2B shows a plot 205 of the location update frequency of the mobile unit as a function of time. The horizontal axis of plot 205 represents the elapsed time and the vertical axis represents the moving average of one or more location update frequencies determined by the mobile unit. Those skilled in the art, knowing the advantages of the present invention, recognize that the moving average may comprise any number of location update frequencies present or previously determined that can be combined using any weighting function, such as an exponentially weighted moving average. shall. In addition, the number of position update frequencies and / or weights are applied to these position update frequencies, where determining the moving average may be fixed or variable over time. The units of the moving average of elapsed time and position update frequencies are arbitrary and are not an important issue in the present invention. In the illustrated embodiment, the initial value 207 of the moving average is determined based on the initial value of the position update frequency 201.

Over time, the location update frequencies and / or the moving average determined by the mobile unit vary. For example, the location update frequency store 210 determined by the mobile unit may increase significantly above the threshold 215 indicating that the mobile unit may consider selecting a tracking area that includes multiple base stations. . However, the corresponding moving average 217, which is at least the weighted average of the location update frequency stores 201, 210, may not yet exceed the threshold 215. Thus, the mobile unit cannot select a larger tracking area. In the illustrated embodiment, it is assumed that the position update frequency of the moving average of the position update frequency is measured in the same units, so that the thresholds 215 are the same in both plots 200, 205. However, those skilled in the art, having the benefit of this disclosure, should recognize that this is not true in all cases.
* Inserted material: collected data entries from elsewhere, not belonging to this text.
PR #954, opened 2023-05-03
refactor: `_parse_{help,usage}` => `_comp_compgen_help`

akinomyoga:
This is based on #952 so would be kept to be Draft until PR #952 settles.

The own changes of this PR are 2ce600f6...39b15f38. This PR includes the API change of `_parse_{help,usage}` and trivial rewriting for switching from `_parse_{help,usage}`. Other non-trivial rewriting related to `_parse_{help,usage}` will be included in later PRs.

PR #964, opened 2023-05-07
style(_comp_compgen): call `_comp_compgen_filedir` directly

akinomyoga:
> I think it's easy enough to remember that if no `_comp_compgen` features are needed, calling `_comp_compgen_FOO` directly is ok (and preferred) for efficiency. So I guess that's what I'd prefer, but whatever we go with would be good to be documented somewhere, e.g. in the style guide, or the related function commentary.

_Originally posted by @scop in https://github.com/scop/bash-completion/pull/954#discussion_r1186805078_

> The change `_comp_compgen filedir` => `_comp_compgen_filedir` is another large one and makes the GitHub interface unuseful, so I decided to separate the PR for it.

_Originally posted by @akinomyoga in https://github.com/scop/bash-completion/pull/954#discussion_r1186823627_

----

c91e6c4e7bc3adb7531158d21e99af2150f8b2ea is the rewrite.

I'm including the variable name changes in `_comp_compgen_filedir` to avoid conflicts that can be introduced when `_comp_comgen -v var filedir` is used (08477b4bdbd2dd4cb1ead7ce51500450805cb453).

> but whatever we go with would be good to be documented somewhere, e.g. in the style guide, or the related function commentary.

I added a `@remarks` in the function code document (ea3a88ece00d83dcd93aabf48180b073b66713bc) but haven't added it to the style guide. It seems even usage of `xfunc` is currently undocumented in `doc/*.md`, so it is consistent to describe both `_comp_xfunc` and `_comp_compgen` if we are to add commentary of the `_comp_compgen` usage in the style guide.

### DIFF
--- a/bash_completion
+++ b/bash_completion
@@ -437,6 +437,11 @@ _comp_split()
 #   [-alR|-v arr|-c cur] to the child calls of `_comp_compgen` in
 #   `_comp_compgen_NAME`.
 #
+# @remarks When no options are supplied to _comp_compgen, `_comp_compgen NAME
+# args` is equivalent to the direct call `_comp_compgen_NAME args`.  As the
+# direct call is slightly more efficient, the direct call is preferred over
+# calling it through `_comp_compgen`.
+#
 # @remarks Design `_comp_compgen_NAME`: a function that produce completions can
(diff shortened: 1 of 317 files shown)


scop (approved):
Thanks!

PR #965, opened 2023-05-07
refactor: adjust to util/xfunc primary command convention

scop:
https://github.com/scop/bash-completion/discussions/959

### DIFF
--- a/completions/perl
+++ b/completions/perl
@@ -3,7 +3,7 @@
 _comp_cmd_perl__helper()
 {
     COMPREPLY=($(compgen -P "$prefix" -W \
-        "$("${2:-perl}" "${BASH_SOURCE[0]%/*}/../helpers/perl" "$1" "$cur")" \
+        "$("${1:-perl}" "${BASH_SOURCE[0]%/*}/../helpers/perl" "$2" "$cur")" \
         -- "$cur"))
     [[ $1 == functions ]] || _comp_ltrim_colon_completions "$prefix$cur"
 }
@@ -41,7 +41,7 @@ _comp_cmd_perl()
                 temp="${cur#-}"
                 prefix+=${cur%"$temp"}
                 cur="$temp"
-                _comp_cmd_perl__helper modules "$1"
+                _comp_cmd_perl__helper "$1" modules
                 return
                 ;;
             -*V)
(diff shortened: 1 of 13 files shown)


completions/rpm
```diff
@@ -244,30 +257,32 @@ _comp_cmd_rpmbuild()
...
-    # shellcheck disable=SC2254
+    # shellcheck disable=SC2119,SC2254
     case $prev in
         --buildroot | --root | --dbpath | -${noargopts}r)
             _comp_compgen filedir -d
             return
             ;;
+        --target | --eval | -${noargopts}E | --buildpolicy)
+            local pathcmd
+            pathcmd=$(type -P "$1") && local PATH=${pathcmd%/*}:$PATH
```
scop, line 269: The benefit of prepending to `$PATH` as opposed to trying to figure out the exact command is that we don't need to poke into the internals of the utility function even for file-local use, and the utility function's default command basename persists.

In some cases we may want to pass the full path, that's still possible, but I suppose the `$PATH` modification use case would be a more common one.

scop:
There are some cases where we should be using `$1` rather than a hardcoded one in the tree still, as well as others that could make use of the `$PATH` prepending as here, but I'll leave them for another followup MR. So I think this one's ready to roll, FYI @akinomyoga

akinomyoga (approved):

completions/perl
```diff
@@ -3,7 +3,7 @@
 _comp_cmd_perl__helper()
 {
     COMPREPLY=($(compgen -P "$prefix" -W \
-        "$("${2:-perl}" "${BASH_SOURCE[0]%/*}/../helpers/perl" "$1" "$cur")" \
+        "$("${1:-perl}" "${BASH_SOURCE[0]%/*}/../helpers/perl" "$2" "$cur")" \
         -- "$cur"))
     [[ $1 == functions ]] || _comp_ltrim_colon_completions "$prefix$cur"
```
akinomyoga, line 8: Hmm, I think this line should have also been updated as `[[ $2 == functions ]]`.

akinomyoga: @scop Can you include it in #988?

scop: Indeed, good catch, done in b85263a6de7f8e60f09489caac3f9a0d613e804f.

PR #967, opened 2023-05-08
refactor: more API related work

scop:
This and that on the topic of API adjustments, see individual commits for details.

### DIFF
--- a/bash_completion
+++ b/bash_completion
@@ -927,7 +927,7 @@ _comp__split_longopt()
 # Complete variables.
 # @return  True (0) if variables were completed,
 #          False (> 0) if not.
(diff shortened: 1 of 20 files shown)


akinomyoga (approved):

scop:
Hm, something wrong with build dependencies it seems, the scp symlink is probably not there so the function is found. Not immediately clear to me what's wrong though.

Added some missing renamings in 18442622a26a2cdd861952677489118ca629eeeb..fbc43538f55cf34ef0294df786d6b1b697c5895b but that's not the failure reason.

scop:
Will merge without the scp change and file another PR for it.

PR #1643, opened 2026-06-13
feat(ty): add 3rd party fallback completion loader

electricbrass:
I saw uv, uvx, and ruff had the fallbacks here already but not ty, so just wanted to get that one in here too.


akinomyoga (changes requested):
`CLEANFILES` in the `Makefile.am` should also be updated.

akinomyoga (approved):
Thank you.

yedayak (approved):

PR #1651, opened 2026-06-27
refactor(arch,gcc,pkg-get,screen): reduce extra indentation

akinomyoga:
This is a trivial fix of the change of indentation. See the commit message.

For the diff without the whitespace change, see [this](https://github.com/scop/bash-completion/pull/1651/changes?w=1) (with the `?w=1` query in the URL).

### DIFF
--- a/completions-core/arch.bash
+++ b/completions-core/arch.bash
@@ -2,46 +2,47 @@
 
 # Try to detect whether this is the mailman "arch" to avoid installing
 # it for the coreutils/util-linux-ng one.
-_comp_have_command mailmanctl &&
-    _comp_cmd_arch()
-    {
-        local cur prev words cword was_split comp_args
-        _comp_initialize -s -- "$@" || return
+_comp_have_command mailmanctl || return 1
 
-        case $prev in
-            -w | -g | -d | --welcome-msg | --goodbye-msg | --digest)
-                _comp_compgen -- -W 'y n'
-                return
+_comp_cmd_arch()
+{
+    local cur prev words cword was_split comp_args
+    _comp_initialize -s -- "$@" || return
+
+    case $prev in
+        -w | -g | -d | --welcome-msg | --goodbye-msg | --digest)
+            _comp_compgen -- -W 'y n'
+            return
+            ;;
+        --file)
+            _comp_compgen_filedir
+            return
+            ;;
+    esac
+
+    [[ $was_split ]] && return
+
+    if [[ $cur == -* ]]; then
+        _comp_compgen_help
+    else
+        local args=$cword
+        for ((i = 1; i < cword; i++)); do
+            if [[ ${words[i]} == -* ]]; then
+                ((args--))
+            fi
+        done
+        case $args in
+            1)
+                # Prefer `list_lists` in the same dir as command
+                local pathcmd
+                pathcmd=$(type -P -- "$1") && local PATH=${pathcmd%/*}:$PATH
+                _comp_compgen -x list_lists mailman_lists
                 ;;
-            --file)
+            2)
                 _comp_compgen_filedir
-                return
                 ;;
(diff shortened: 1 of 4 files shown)


scop (commented):
If we are doing this (meaning those pkg-get and screen changes primarily), we could as well go through all our files and simplify
```
_comp_cmd_something() {
    # ...
} &&
    complete -F _comp_cmd_something something
```
...to
```
_comp_cmd_something() {
    # ...
}
complete -F _comp_cmd_something something
```

Strictly speaking this is a semantic change though, kicks in at least if the function to be defined was previously set as readonly. But I don't know if we need to care about this scenario or if there are some "more realistic" use cases which we'd care about more.

scop (approved):
Ah I see you noted the same thing already in the commit message. Good to go as far as I'm concerned, unless anyone has second thoughts.

As far as going through all our files, if we want to do it, that can be left to another MR.

akinomyoga:
> If we are doing this (meaning those pkg-get and screen changes primarily), we could as well go through all our files and simplify
> 
> ```
> _comp_cmd_something() {
>     # ...
> } &&
>     complete -F _comp_cmd_something something
> ```
> 
> ...to
> 
> ```
> _comp_cmd_something() {
>     # ...
> }
> complete -F _comp_cmd_something something
> ```

Yeah, this is also what I was wondering about the necessity. With the current setup, if there is a function-definition error, it anyway outputs error messages like:

```console
bash: line 123: _comp_cmd_something: readonly function
```

So, if one really wants to care about the case where the function definition fails, the code needs to be globally updated to use

```bash
{
    _comp_cmd_something() {
        # ...
    } &&
        complete -F _comp_cmd_something something
} 2>/dev/null
```

which is kind of overkill.

Then, it's simpler to just put the function definition and the `complete` setting at the top level flatly. Since we now use the name `_comp_cmd_<cmd>` instead of `_<cmd>`, the conflict probability is significantly lower or effectively zero now. The only case is the one where another completion framework defines the completion function.

> As far as going through all our files, if we want to do it, that can be left to another MR.

Yes.

scop:
It's also not 100% clear if we should even avoid installing a completion if the definition is read only or just go ahead with it, especially given the very low probability of it conflicting something entirely unrelated. But it would be good to be consistent about this.

Syntax errors in function definitions will cause an exit anyway before the `&&` is reached.

Not sure if there are some other cases besides readonly where the `&&` could kick in on function definitions.

akinomyoga:
> It's also not 100% clear if we should even avoid installing a completion if the definition is read only or just go ahead with it, especially given the very low probability of it conflicting something entirely unrelated. But it would be good to be consistent about this.

Currently, we are mostly consistent with `_comp_cmd_something() {...} && complete -F _comp_cmd_something something`, but a small inconsistency seems to lie in `bash_completion`, and a few files stemmed from there:

```console
$ git grep -E '^complete -F'
bash_completion:2959:complete -F _comp_complete_known_hosts traceroute traceroute6 \
bash_completion:3170:complete -F _comp_command aoss command "do" else eval exec ltrace nice nohup padsp \
bash_completion:3180:complete -F _comp_root_command fakeroot gksu gksudo kdesudo really
bash_completion:3254:complete -F _comp_complete_longopt \
bash_completion:3393:complete -F _comp_complete_minimal ''
completions-core/cd.bash:80:complete -F _comp_cmd_cd -o nospace cd pushd
completions-fallback/mtr.bash:6:complete -F _comp_complete_known_hosts mtr
```

> Syntax errors in function definitions will cause an exit anyway before the `&&` is reached.

We are supposed to check the syntax before the push, but the user may still flip `extglob`, which is an issue.

> Not sure if there are some other cases besides readonly where the `&&` could kick in on function definitions.

I'm not sure about other cases either.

The value of the location update frequency store 220 determined by the mobile unit may decrease below the threshold 215. However, the corresponding moving average 223 is a weighted average where at least the location update frequency stores 201, 210, 220 may exceed the threshold 215. Thus, the mobile unit can select a larger tracking area. In one embodiment, the mobile unit may be within a relatively small tracking area, such as a tire1 tracking area containing about 10 base stations and thus may select a larger tracking area that includes 50 base stations. The mobile unit can then provide a message indicating the selection of the new tracking area to the wireless communication network to which the mobile unit can be assigned to the new tracking area. Those skilled in the art having the benefit of this disclosure will appreciate that a wireless communication network may require a mobile unit to assign a mobile unit to a new tracking area, such as updating or establishing databases, communication paths, location information, paging information, and the like. Can be performed. In addition, the wireless communication system can provide a message to the mobile unit indicating that the mobile unit has been assigned to the tire2 tracking area.

In the time period storage 225 the location update frequency falls below the threshold 230 indicating that the mobile unit may consider selecting a tracking area that includes a smaller number of base stations. However, the corresponding moving average, which is a weighted average of previous values of one or more location update frequencies, may not yet fall below threshold 230. Thus, the mobile unit cannot select a smaller tracking area. The moving average of the location update frequencies may fall below a threshold 230 at a value 233.

The mobile unit may determine that the mobile unit should be assigned to a smaller tracking area, such as a tire1 tracking area, when the moving average reaches a value 233. Therefore, the mobile unit can provide information, such as a message indicating the selection of a smaller tracking area, to a wireless communication system capable of assigning the mobile unit to a tire1 tracking area associated with a smaller number of base stations. In the illustrated embodiment, the threshold 215 is greater than the threshold 230 that can provide hysteresis in the tracking area allocation algorithm. Those skilled in the art, having the benefit of this disclosure, should recognize that the difference between thresholds 215 and 230 is a matter of design choice and not an important issue in the present invention. In addition, the thresholds 215 and 230 may be the same in some embodiments.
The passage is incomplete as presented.